I found this in a book of cycling quotes whilst I was off sick with my broken bones, and it's stuck in my mind ever since.
When I fell off my bike in May the thought of waiting three months to get back on the bike seemed an eternity, but if I'm honest, it's come round pretty quick. It's brought with it about a stone in weight and a pretty hardcore sugar addiction too, but I've finally started working on both of those...
Now that I'm riding again I'm forever thankful that I came out of it the other side and can continue doing what I love. Physically, I'm 'healed'. My bones are fused back together, scar is fading, and physio, gym work and swimming are helping to build strength back up again, but it's gonna be a long road.
The PT session I had this week is testament to that.
It was the first time I'd really used my arms in months, and it showed.
I know I've lost a lot of fitness and strength - not just in my arms, but my legs too. I did weighted stair climbs, barbell squats, shoulder press, bent and upright rows and deadlifts. Then powerbag squats and cable machine pulldowns (whatever they're called).
The barbell exercises were with a 5kg barbell, and the powerbag was 7.5kg and IT NEARLY KILLED ME. It all felt 100 times heavier.
Mending the mind
I guess patience and consistency is key right now so I'll just have to keep plodding my way back to fitness. And that's all fine, I can do that. Building strength back into my body is a time consuming, yet simple process, on the face of it.
What I can't do as well is determine whether my mind is healed after what happened.
Will I be able to ride the trails again like I used to? Edit: Not quite...

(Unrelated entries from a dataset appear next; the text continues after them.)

PR #8393, opened 2016-11-17
Update allocation tracing mechanics

MishaDemianenko:
Update allocation pojo to contain all allocation related information.
Switch from concurrent skip list map to custom copy on write allocations container because of performance reasons.
By using new allocation container we improve total time of windows build up to 2 times.


chrisvest:
Nice!

MishaDemianenko:
Marking as not ready to merge, catch agent that still slow

MishaDemianenko:
Root cause is not fixed by proposed changes, closing

PR #8396, opened 2016-11-17
Allow for stopping counts store in failed rotation state

davidegrohmann:


davidegrohmann:
@tinwelint any news on this?

tinwelint:
@davidegrohmann question: what's the state of the counts store files on disk at this moment of failure? Does it get worse by allowing to close the counts store, instead of throwing that `IllegalStateException( "Cannot stop in state: rotating" )`? I could imagine this could allow the db as a whole to shut down cleanly and next startup wouldn't recover the counts store properly. Could that happen?

EDIT: we've discussed and tested this and concluded a safe change

tinwelint:
For clarification, this will not affect recovery as the shutdown of the db will still fail (and trigger recovery), it's just that the actual error causing the timeout will be thrown/visible instead of a less useful `IllegalStateException( "Cannot stop in state: rotating" )`, which doesn't really say anything useful.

I'm riding to work every day on the roadie, and feel relatively confident on the commute, but haven't yet been out for a long ride more than 12 miles and certainly no big hills or long, fast descents (Coldean Lane, and Wilsons Avenue Brighton, I'm looking at you).
I've ridden the mtb on the road but not on the trails, where it belongs. The thought of riding any red, rocky trails or going back to Forest of Dean to ride the Verderers Trail where I stacked it fills me with fear right now but I know it'll have to be done at some point.
I have to get back in the saddle.
I'll leave you with this, which popped up at just the right time for me last week:
This. 🙌🏼💚 100 times over, and then a bit more. The massive cliche of 'you only live once' is so, so true. I'm definitely an all-or-nothing kind of person, I always have been. That's why I broke myself in the way that I did - I was in my favourite place, with a sexy new bike and I wanted to push myself and go faster than ever before on my favourite trail. The rush you get from throwing yourself down these trails is just immense. People have said to me to take it easy and not go back to the fast, flowy trails, stick to the road, or cross country. But I can't do that. I won't. Now that I'm cycling again my heart is heavy no more. But I still need to get back to the trails, and it's just a matter of time. Do what you love, guys, and do it full speed. Lukewarm is no good 🚵🏽
Do you hear that? I think I can hear the mountains calling...
Do you find the psychological side of injury and rehab hard?